(Collected data)
::::::::
PR #420, opened 2022-06-24
feat: Implement a DBT runner based on the DBT's Python module

isidentical:
This PR implements a second DBT runner to run DBT as a Python function. This would allow us to directly capture the `RunResults` objects (the Python object form of `run_results.json` file) without worrying about `target/` being overridden by different DBT runs. The implementation is still a work in progress.

### DIFF
--- a/src/fal/cli/dbt_runner.py
+++ b/src/fal/cli/dbt_runner.py
@@ -172,20 +172,15 @@ def _create_fal_result_file(target_path: str, run_index: int):
 # but rather use 'multiprocessing' to run it in a real system Process to
 # imitate the existing behavior of `dbt_run()` (in terms of performance).
 
-# dbt-core is currently using the spawn as its mulitprocessing context
-# so we'll mirror it.
-multiprocessing.set_start_method("spawn", force=True)
-
-
 def _dbt_run_through_python(args: List[str], target_path: str, run_index: int):
     from dbt.main import handle_and_check
 
+    run_results = exc = None
     try:
         run_results, success = handle_and_check(args)
-    except BaseException as exc:
-        run_results = None
+    except BaseException as _exc:
         return_code = getattr(exc, "code", 1)
-        traceback.print_exc()
+        exc = _exc
     else:
         return_code = 0 if success else 1
 
@@ -197,7 +192,7 @@ def _dbt_run_through_python(args: List[str], target_path: str, run_index: int):
     if run_results is not None:
         run_results.write(os.path.join(target_path, f"fal_results_{run_index}.json"))
     else:
-        raise RuntimeError("Error running dbt run")
+        raise RuntimeError("Error running dbt run") from exc
 
     return return_code
 
@@ -206,6 +201,11 @@ def dbt_run_through_python(
     args: argparse.Namespace, models_list: List[str], target_path: str, run_index: int
 ) -> DbtCliOutput:
     """Run DBT from the Python entry point in a subprocess."""
+    # dbt-core is currently using the spawn as its mulitprocessing context
+    # so we'll mirror it.
+    if multiprocessing.get_start_method() != "spawn":
+        multiprocessing.set_start_method("spawn", force=True)
+
     args = get_dbt_command_list(args, models_list, include_cli_only_args=False)
     args_as_text = " ".join(args)
     logger.info(f"Running DBT with these options: {args_as_text}")


src/fal/cli/dbt_runner.py
```diff
@@ -166,3 +160,117 @@ def _create_fal_result_file(target_path: str, run_index: int):
         shutil.copy(
             fal_run_result, os.path.join(target_path, f"fal_results_{run_index}.json")
         )
+
+
+def _process_logs(raw_logs: str):
```
turbo1912, line 165: are the logs exactly the same as it would be if we invoked the `dbt` cli command

src/fal/cli/dbt_runner.py
```diff
@@ -166,3 +160,117 @@ def _create_fal_result_file(target_path: str, run_index: int):
...
+            run_results = None
+            return_code = getattr(exc, "code", 1)
+            traceback.print_exc(exc)
+        else:
+            return_code = 0 if success else 1
+
+    logger.debug(f"dbt exited with return code {return_code}")
+
+    raw_output = output.getvalue()
+    logs, _ = _process_logs(raw_output)
```
turbo1912, line 224: are we losing streaming logs if we do this after `handle_and_check` and the patch we made to `log_manager`? I should probably try it myself..

src/fal/planner/plan.py
```diff
@@ -77,3 +77,26 @@ def plan_graph(graph: nx.DiGraph) -> nx.DiGraph:
         _reduce_subgraph(new_graph, nodes)
 
     return new_graph
+
+
+# TEMPORARY!!!
+def __test_reorder_graph(graph: nx.DiGraph) -> nx.DiGraph:
```
turbo1912, line 83: is this to be able to run integration tests? little confused about why you need this vs. writing unit tests that dont have any before or after scripts as inputs

src/fal/cli/dbt_runner.py
```diff
@@ -166,3 +160,117 @@ def _create_fal_result_file(target_path: str, run_index: int):
...
+        run_results.write(os.path.join(target_path, f"fal_results_{run_index}.json"))
+    else:
+        raise NotImplementedError("TODO: What should happen if dbt run fails and there are no run results file?")
+
+    return return_code, raw_output, logs
+
+
+def dbt_run_through_python(
+    args: argparse.Namespace, models_list: List[str], target_path: str, run_index: int
+):
```
turbo1912, line 239: return type here, at least to all public methods (still deciding if we should add a linter rule about this)

src/fal/planner/plan.py
isidentical: > is this to be able to run integration tests? little confused about why you need this vs. writing unit tests that dont have any before or after scripts as inputs

True, that is the plan for the future. I just added this to temporarily verify the execution of DBT models etc. works. Can remove it though. We currently don't have any automated tests for the parallelization, so it is for local development only.

src/fal/cli/dbt_runner.py
isidentical: Yes, I also noticed this and now it should be fixed.

src/fal/cli/dbt_runner.py
```diff
@@ -166,3 +165,76 @@ def _create_fal_result_file(target_path: str, run_index: int):
...
+# so we'll mirror it.
+multiprocessing.set_start_method("spawn", force=True)
+
+
+def _dbt_run_through_python(args: List[str], target_path: str, run_index: int):
+    from dbt.main import handle_and_check
+
+    try:
+        run_results, success = handle_and_check(args)
+    except BaseException as exc:
```
chamini2, line 185: Why not `Exception`?

src/fal/cli/dbt_runner.py
```diff
@@ -166,3 +165,76 @@ def _create_fal_result_file(target_path: str, run_index: int):
...
+        traceback.print_exc()
+    else:
+        return_code = 0 if success else 1
+
+    logger.debug(f"dbt exited with return code {return_code}")
+
+    # The 'run_results' object has a 'write()' method which is basically json.dump().
+    # We'll dump it directly to the fal results file (instead of first dumping it to
+    # run results and then copying it over).
+    if run_results is not None:
```
chamini2, line 197: Awesome

src/fal/cli/dbt_runner.py
```diff
@@ -166,3 +165,76 @@ def _create_fal_result_file(target_path: str, run_index: int):
...
+        run_results.write(os.path.join(target_path, f"fal_results_{run_index}.json"))
+    else:
+        raise RuntimeError("Error running dbt run")
```
chamini2, line 200: I wonder if instead of printing in the `except` branch and then raising here, we could just re-raise in the `except` branch with

```py
raise RuntimeError("Error running dbt run") from exc
```

To get a better stack trace

src/fal/cli/dbt_runner.py
```diff
@@ -166,3 +165,76 @@ def _create_fal_result_file(target_path: str, run_index: int):
...
+    """Run DBT from the Python entry point in a subprocess."""
+    args = get_dbt_command_list(args, models_list, include_cli_only_args=False)
+    args_as_text = " ".join(args)
+    logger.info(f"Running DBT with these options: {args_as_text}")
+
+    # We are going to use multiprocessing module to spawn a new
+    # process that will run the sub-function we have here. We
+    # don't really need a process pool, since we are only going
+    # to spawn a single process but it provides a nice abstraction
+    # over retrieving values from the process.
```
chamini2, line 217: What it does is make a "container" for running the function? That is what "abstraction" means here?

src/fal/cli/dbt_runner.py
isidentical: If there is anything that raises a `SystemExit()` (which inherits from `BaseException`), then fal will quit as well. So we are capturing that too.

src/fal/cli/dbt_runner.py
isidentical: Makes sense!

src/fal/cli/dbt_runner.py
```diff
@@ -166,3 +165,76 @@ def _create_fal_result_file(target_path: str, run_index: int):
...
+
+
+# This is the Python implementation of the `dbt_run()` function, in which
+# we directly use dbt-core as a Python library. We don't run it directly
+# but rather use 'multiprocessing' to run it in a real system Process to
+# imitate the existing behavior of `dbt_run()` (in terms of performance).
+
+# dbt-core is currently using the spawn as its mulitprocessing context
+# so we'll mirror it.
+multiprocessing.set_start_method("spawn", force=True)
```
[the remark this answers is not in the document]
isidentical: It shouldn't affect threading at any way I can imagine (since this is only for multiprocessing), but I don't think anything prevents us from shifting this inside the `dbt_run_through_python()` function (will do like that).

src/fal/cli/dbt_runner.py
isidentical: > That is what "abstraction" means here?

Normally it is hard to [retrieve the return value](https://docs.python.org/3/library/multiprocessing.html#sharing-state-between-processes) from a `multiprocessing.Process`. The `multiprocessing.Pool` however offers a nice abstraction over this problem and let you directly use the return value from a function.

turbo1912 (approved):

src/fal/cli/dbt_runner.py
chamini2: Maybe something to consider in other places later! Thanks.

mederka (approved):

src/fal/cli/dbt_runner.py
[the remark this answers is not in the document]
chamini2: The threading is from `multiprocessing` too https://github.com/fal-ai/fal/blob/bb3ded1fddff3d5eb0a3917430b8217710e9f4ae/src/fal/run_scripts.py#L5-L6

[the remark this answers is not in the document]
chamini2: I know you moved it, at this point I'm asking to learn.

chamini2 (approved):
Great!!

src/fal/cli/dbt_runner.py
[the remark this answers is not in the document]
chamini2: Cool, cool, cool. Thanks!

PR #424, opened 2022-06-27
tests: add a little delay to the post-hook script

isidentical:
The `features/flow_run_order.feature:50` test randomly fails, and from what I've gathered it seems like the timings are the problem. I am not sure whether it is definitely resolved, but I've run it ~10 times locally and it didn't fail yet.

### DIFF
--- a/integration_tests/projects/008_pure_python_models/scripts/post_hook.py
+++ b/integration_tests/projects/008_pure_python_models/scripts/post_hook.py
@@ -1,6 +1,12 @@
 import pandas as pd
 from functools import reduce
 import os
+import time
+
+# Delay just a little bit in order to make sure the file is created
+# just after the model file.
+time.sleep(0.05)
+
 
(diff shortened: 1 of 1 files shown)


isidentical:
@chamini2 If I am not missing anything, I think both of the runs you have sent seeds `008_python_models`.

image
https://github.com/fal-ai/fal/blob/7f9a6a220ab20fcd7238e87c7b35b17df0e81938/integration_tests/features/flow_run_order.feature#L51

image
https://github.com/fal-ai/fal/blob/7f9a6a220ab20fcd7238e87c7b35b17df0e81938/integration_tests/features/flow_run_order.feature#L33

mederka (approved):

isidentical:
@chamini2 btw checked the existing implementation, and don't see anything too suspicious for the post-hook runs. It is probably because the scripts are too fast I think.

PR #426, opened 2022-06-28
feat: Implement error recovery for the parallel runner

isidentical:
Depends on #423

### DIFF
--- a/src/fal/planner/executor.py
+++ b/src/fal/planner/executor.py
@@ -13,6 +13,19 @@ from fal.planner.schedule import SUCCESS, Scheduler
 from fal.planner.tasks import FalHookTask, TaskGroup, Task
 from faldbt.project import FalDbt
 
+from dbt.logger import GLOBAL_LOGGER as logger
+
+
+def _show_failed_groups(failed_groups: List[TaskGroup], skipped_groups: List[TaskGroup]) -> None:
+    failed_models = ", ".join(
+        model for group in failed_groups for model in group.task.model_ids
+    )
+    skipped_models = ", ".join(
+        model for group in skipped_groups for model in group.task.model_ids
+    )
+    logger.info(f"Failed calculating the following DBT models: {failed_models}")
+    logger.info(f"Skipped calculating the following DBT models: {skipped_models}")
+
 
 @dataclass
 class FutureGroup:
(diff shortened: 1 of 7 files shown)


src/fal/planner/schedule.py
```diff
@@ -47,7 +47,9 @@ def create_group(
 
 @dataclass
 class Scheduler:
-    groups: list[TaskGroup]
+    groups: List[TaskGroup]
+    failed_groups: List[TaskGroup] = field(default_factory=list)
+    skipped_groups: List[TaskGroup] = field(default_factory=list)
```
isidentical, line 52: Maybe we could add our version of `NodeStatus` and keep everything in a list. Like having an enum for `PENDING`, `SUCCEED`, `FAILED`, `SKIPPED`. Don't know though, this version seems very simple too. Any suggestions?

chamini2: > Maybe we could add our version of `NodeStatus` and keep everything in a list. Like having an enum for `PENDING`, `SUCCEED`, `FAILED`, `SKIPPED`

I would prefer this, tbh. then getting `failed_groups`/`skipped_groups` can be a function that just filters. But I am also OK with whatever you prefer.

chamini2 (commented):
I am kind of confused, apart from logging, what else are we achieving?

isidentical:
> I am kind of confused, apart from logging, what else are we achieving?

The error recovery was already partially implemented, but it was prevented from functioning since scheduler raised an error whenever something failed. That part is now removed, added logging for the failed/skipped nodes and tests.

chamini2 (approved):

turbo1912 (approved):

src/fal/planner/executor.py
```diff
@@ -13,6 +13,19 @@
...
+
+def _show_failed_groups(failed_groups: List[TaskGroup], skipped_groups: List[TaskGroup]) -> None:
+    failed_models = ", ".join(
+        model for group in failed_groups for model in group.task.model_ids
+    )
+    skipped_models = ", ".join(
+        model for group in skipped_groups for model in group.task.model_ids
+    )
+    logger.info(f"Failed calculating the following DBT models: {model_text}")
+    logger.info(f"Skipped calculating the following DBT models: {model_text}")
```
isidentical, line 27:
```suggestion
    logger.info(f"Failed calculating the following DBT models: {failed_models}")
    logger.info(f"Skipped calculating the following DBT models: {skipped_models}")
```

mederka (approved):

turbo1912 (approved):

src/fal/planner/schedule.py
chamini2: Are we going to change this?

PR #429, opened 2022-06-30
fix: Add lock around dbt cache manipulation

chamini2:


mederka:
Looks like a test has failed. Is there are race condition?

chamini2:
Ran it 12 times: 
image

It seems we are good.

src/faldbt/lib.py
```diff
@@ -101,6 +104,38 @@ def _get_adapter(
...
+        yield
+    except BaseException as exc:
+        _exc = exc
+
+    _lock.release()
+    logger.debug("Released {}", operationId)
+    if _exc:
+        raise RuntimeError(
+            f"Error during cache lock (operation: {operationId})"
+        ) from _exc
```
isidentical, line 131: Let's maybe just use try/finally here and propagate the exception directly (unless there is a reason to stick with `RuntimeError`, which is a behavioral change),

```py
    try:
        yield
    finally:
        _lock.release()
        logger.debug("Released {}", operationId)
```

isidentical (approved):

src/faldbt/lib.py
chamini2: But it does work. Thanks!

PR #432, opened 2022-07-01
fix: before generating sql models delete old ones

mederka:


chamini2 (approved):
Is there any way we can test this?

We had a behave step that would create files. We could use that.

isidentical (approved):

mederka:
> Is there any way we can test this?
> 
> We had a behave step that would create files. We could use that.

It looks like the behave step is script specific. I created a ticket for this and will start working on it asap:

https://linear.app/features-and-labels/issue/FEA-238/test-dbt-model-creation-tidiness

chamini2:
Can we revert this? I just realized we are losing the "We should not delete what fal did not generate" check we had with this change.

PR #443, opened 2022-07-05
fix: use correct timeout configuration based on bigquery adapter version

chamini2:


src/faldbt/lib.py
```diff
@@ -29,10 +29,10 @@
 from sqlalchemy.sql import Insert
 
 
-DBT_V1 = dbt.semver.VersionSpecifier.from_version_string("1.0.0")
-DBT_VCURRENT = dbt.version.get_installed_version()
```
isidentical, line 33: ATL: Any difference between `get_installed_version()` vs `installed`?

isidentical (approved):

src/faldbt/lib.py
chamini2: `get_installed_version()` calculates it, `installed` does not calculate it again, it is already calculated.

https://github.com/dbt-labs/dbt-core/blob/f49f28c331062c824351fe1babe4e4dd146f8d71/core/dbt/version.py#L239

PR #445, opened 2022-07-06
refactor: scheduler node statuses, only show failed/skipped nodes

isidentical:
We used to show the `failed nodes: ...` message even if everything succeeded, so this is fixed. Also refactors the node status handling.

### DIFF
--- a/src/fal/planner/tasks.py
+++ b/src/fal/planner/tasks.py
@@ -6,6 +6,7 @@ import traceback
 import uuid
 from contextlib import contextmanager
 from dataclasses import dataclass, field
+from enum import Enum, auto
 from functools import cached_property
 from typing import Iterator, List, Union, Any, Optional, Dict, Tuple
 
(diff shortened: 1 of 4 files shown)


src/fal/planner/tasks.py
```diff
@@ -24,6 +25,14 @@ def execute(self, args: argparse.Namespace, fal_dbt: FalDbt) -> int:
         raise NotImplementedError
 
 
+class GroupStatus(Enum):
+    PENDING = auto()
```
chamini2, line 29: did not know about auto

chamini2 (approved):
Pretty cool!

src/fal/planner/tasks.py
isidentical: Good for when you don't have an exact value.

isidentical:
Thanks for the reviews @chamini2!

PR #446, opened 2022-07-06
fix: ignore user warnings caused by multiprocessing

isidentical:
After each execution of `fal flow run` (with `--experimental-threads`) we were getting a user warning (like the following one)

```
10:13:28  Unable to do partial parsing because config vars, config profile, or config target have changed
Failed calculating the following DBT models: model.fal_008.broken_model
/home/isidentical/.pyenv/versions/3.9.13/lib/python3.9/multiprocessing/resource_tracker.py:229: UserWarning: resource_tracker: '/mp-zv5nn8kz': [Errno 2] No such file or directory
  warnings.warn('resource_tracker: %r: %s' % (name, e))
```

It points to the multiprocessing, which is something we only use for the `dbt_run_through_python()`. After some investigation, it seems to be a case specific to certain Python versions (3.8+?) and only due to how we use pools with threading (more information in this [bug report](https://bugs.python.org/issue38119)). Since there isn't anything we can do about it directly (as provided in the link) and since this is not a bug (or even a real resource leak) I think the easiest way go forward is just suppressing this warning.

### DIFF
--- a/src/fal/planner/executor.py
+++ b/src/fal/planner/executor.py
@@ -1,4 +1,5 @@
 import argparse
+import warnings
 from concurrent.futures import (
     FIRST_COMPLETED,
     Executor,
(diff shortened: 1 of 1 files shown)


src/fal/planner/executor.py
```diff
@@ -16,6 +17,16 @@
 from dbt.logger import GLOBAL_LOGGER as logger
 
 
+# Since we construct multiprocessing pools for each DBT run, it leaves a trace
```
chamini2, line 20: nit: What about 
 ```suggestion
# HACK: Since we construct multiprocessing pools for each DBT run, it leaves a trace
```
for easy finding later

chamini2 (approved):

PR #756, opened 2023-02-10
docs: Try to fix PyPI relative links with HTML base tag

chamini2:
An example can be found in https://www.w3schools.com/tags/tryit.asp?filename=tryhtml_base_test

There is a discussion on [pypa](https://github.com/pypa/readme_renderer/issues/163) from 2020 about this.


mederka (approved):
👍 

I guess integration tests are failing because we need to fix koldstart integration.

chamini2:
> 👍
> 
> I guess integration tests are failing because we need to fix koldstart integration.

yes

PR #763, opened 2023-02-16
feat(dbt-fal): replace isolate with koldstart

mederka:


projects/adapter/src/dbt/adapters/fal_experimental/adapter.py
```diff
@@ -80,136 +76,65 @@ def run_in_environment_with_adapter(
...
-
-        extra_config = {
-            'kind': 'virtualenv',
-            'configuration': { 'requirements': deps }
-        }
+    compressed_local_packages = None
 
-        environment.target_environments.append(extra_config)
+    deps = get_default_pip_dependencies(
+        is_remote=(type(environment.host)==KoldstartHost),
```
chamini2, line 82: NIT: you are doing `type ... is` for the same check a few lines below. Maybe store an `is_remote` variable and use it everywhere?

projects/adapter/src/dbt/adapters/fal_experimental/adapter.py
```diff
@@ -80,136 +76,65 @@ def run_in_environment_with_adapter(
...
+    if environment.kind == "virtualenv":
+        requirements = environment.config.get("requirements", [])
+        requirements += deps
         isolated_function = isolated(
             kind="virtualenv",
-            host=host,
-            requirements=requirements,
-            machine_type=environment.machine_type)(execute_model)
-    elif environment.target_env_type == "conda":
+            host=environment.host,
```
chamini2, line 115: this is awesome

projects/adapter/src/dbt/adapters/fal_experimental/adapter.py
```diff
@@ -80,136 +76,65 @@ def run_in_environment_with_adapter(
...
+            env_dict=env_dict)(execute_model)
     else:
         # We should not reach this point, because environment types are validated when the
         # environment objects are created (in utils/environments.py).
-        raise Exception(f"Environment type not supported: {environment.target_env_type}")
+        raise Exception(f"Environment type not supported: {environment.kind}")
+
+    # Machine type is only applicable in KoldstartHost
+    if type(environment.host) is KoldstartHost:
+        isolated_function = isolated_function.on(machine_type=environment.machine_type)
```
chamini2, line 137: ATL: does the isolated function error out if passed this and `LocalHost`?

projects/adapter/src/dbt/adapters/fal_experimental/utils/environments.py
```diff
@@ -39,42 +37,41 @@ def run(self, executable: BasicCallable, *args, **kwargs) -> Any:
...
     # since it will mirror user's execution context directly.
     if environment_name == "local":
         if credentials.key_secret and credentials.key_id:
-            # "local" environment in this case is fal cloud
-            # TODO: add docs link
             logger.warning(
                 "`local` environments will be executed on fal cloud."
                 + "If you don't want to use fal cloud, you can change your "
                 + "profile target to one where fal doesn't have credentials"
             )
```
chamini2, line 63: what do you think of actually deciding this not on credentials but on `host` being there?

chamini2: since you recently added the `host: cloud`, I think it would make sense

projects/adapter/src/dbt/adapters/fal_experimental/utils/environments.py
```diff
@@ -137,81 +133,30 @@ def create_environment(
...
-        "conda": CondaEnvironment,
-        "venv": VirtualPythonEnvironment,
-        "remote": IsolateServer,
-    }
-
-    env_type = REGISTERED_ENVIRONMENTS.get(kind)
-
-    if env_type is None:
+) -> EnvironmentDefinition:
+    if kind not in ["venv", "conda"]:
```
chamini2, line 137: should we support `virtualenv` too? Since that is the remote version?

projects/adapter/src/dbt/adapters/fal_experimental/adapter.py
mederka: `isolated` tries to pass it as a config to the underlining environment, virtualenv or coda, and those don't expect `machine_type` on init. We should work on making config parsing much smarter in koldstart.

projects/adapter/src/dbt/adapters/fal_experimental/utils/environments.py
mederka: `venv` is `virtualenv`, for some reason we rename in `isolate`. Should come to a decision about sticking to one and ditching the other.

projects/adapter/src/dbt/adapters/fal_experimental/utils/environments.py
```diff
@@ -55,7 +55,7 @@ def fetch_environment(
     # Local is a special environment where it doesn't need to be defined
     # since it will mirror user's execution context directly.
     if environment_name == "local":
-        if credentials.key_secret and credentials.key_id:
+        if credentials.host in ["cloud", "cloud-eu"]:
```
chamini2, line 58: I thought we would just check for it being `is not None`? I am not sure how this behaves now

PR #764, opened 2023-02-16
fix(dbt-fal): teleport integration

mederka:


chamini2 (approved):
Thanks for updating teleport!

PR #777, opened 2023-03-10
fix(fal): handling the logger in isolated scripts and models

mederka:


projects/fal/src/faldbt/logger.py
```diff
@@ -17,6 +17,17 @@ def __init__(self):
...
 
+    def __getstate__(self):
+        # Don't pickle the logger
+        d = self.__dict__.copy()
+        d['_logger'] = d['_logger'].name
+        return d
+
+    def __setstate__(self, d):
+        # Set logger when unpickling
+        d['_logger'] = logging.Logger("fal", logging.INFO)
```
chamini2, line 28: If you are saving the `.name` of the logger while pickling, would it make sense to do
```suggestion
        d['_logger'] = logging.Logger(d['_logger'], logging.INFO)
```
instead?

chamini2: Maybe

```py
d['_logger'] = logging.Logger(d['_logger'] if isinstance(d['_logger'], str) else "fal", logging.INFO)
```

chamini2 (approved):

chamini2 (approved):

PR #779, opened 2023-03-13
feat(dbt-fal): make dbt-fal work with sqlserver

### LINKED ISSUE #778: Support sqlserver
Add support for MS sqlserver

mederka:
## Description
Adds support for sqlserver adapter
Closes #778

### DIFF
--- a/.github/workflows/test_integration_adapter.yml
+++ b/.github/workflows/test_integration_adapter.yml
@@ -32,6 +32,7 @@ jobs:
           - snowflake
           - redshift
           - trino
+          # - sqlserver # does not support dbt 1.4 yet
         dbt_version:
           - "1.4.*"
         python:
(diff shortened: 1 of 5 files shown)


mederka:
@chamini2, should we add integration tests for sqlserver? Not sure about the overhead.

chamini2:
> @chamini2, should we add integration tests for sqlserver? Not sure about the overhead.

I would say we should @mederka. We can later make some tests run only in certain cases, but having the integration tests seems important if we have sqlserver code

.github/workflows/test_integration_adapter.yml
```diff
@@ -32,6 +32,7 @@ jobs:
           - snowflake
           - redshift
           - trino
+          # - sqlserver # does not support dbt 1.4 yet
```
chamini2, line 35: OK, this is interesting for me. We deploy latest from this branch. Should this be pointing to a [1.3 branch](https://github.com/fal-ai/fal/tree/release-adapter-1.3)?

chamini2: Or just wait for 1.4?

mederka: I think we can just wait.

chamini2 (approved):

PR #780, opened 2023-03-13
feat: send fal script telemetry info

chamini2:
## Description
global and hook information on scripts.

### Integration tests

Adapter to test:

- postgres

Python version to test:

- 3.8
::::::::
- **Directions for this task**
Take every line from the records that holds "blob" and copy it down.

- **Solution to this exercise**
chamini2: The threading is from `multiprocessing` too https://github.com/fal-ai/fal/blob/bb3ded1fddff3d5eb0a3917430b8217710e9f4ae/src/fal/run_scripts.py#L5-L6
https://github.com/fal-ai/fal/blob/7f9a6a220ab20fcd7238e87c7b35b17df0e81938/integration_tests/features/flow_run_order.feature#L51
https://github.com/fal-ai/fal/blob/7f9a6a220ab20fcd7238e87c7b35b17df0e81938/integration_tests/features/flow_run_order.feature#L33
https://github.com/dbt-labs/dbt-core/blob/f49f28c331062c824351fe1babe4e4dd146f8d71/core/dbt/version.py#L239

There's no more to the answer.